Saved data entries
*** Block opens ***

PR #328, opened 2026-04-29
Respect spark.indextables.databricks.credential.operation from config

Zach-Zach7:
## Summary

- `SyncToExternalCommand` was unconditionally overwriting `spark.indextables.databricks.credential.operation` with `PATH_READ_WRITE`, ignoring any value set via `spark.conf`. This forced `EXTERNAL USE LOCATION` permissions even when scoped permissions (`WRITE FILES`, `READ FILES`) would suffice.
- Now only injects `PATH_READ_WRITE` as a default when the key is not already present in the merged config, at both `executeSyncInternal` and `cheapSourceVersion`.

| spark.conf setting | Resulting operation | UC permission checked |
|---|---|---|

*** Block closes ***

WORK REQUEST —
Copy out the entries. Change nothing.

SOLUTION TO THE EXERCISE —
PR #328, opened 2026-04-29
Respect spark.indextables.databricks.credential.operation from config

Zach-Zach7:
## Summary

- `SyncToExternalCommand` was unconditionally overwriting `spark.indextables.databricks.credential.operation` with `PATH_READ_WRITE`, ignoring any value set via `spark.conf`. This forced `EXTERNAL USE LOCATION` permissions even when scoped permissions (`WRITE FILES`, `READ FILES`) would suffice.
- Now only injects `PATH_READ_WRITE` as a default when the key is not already present in the merged config, at both `executeSyncInternal` and `cheapSourceVersion`.

| spark.conf setting | Resulting operation | UC permission checked |
|---|---|---|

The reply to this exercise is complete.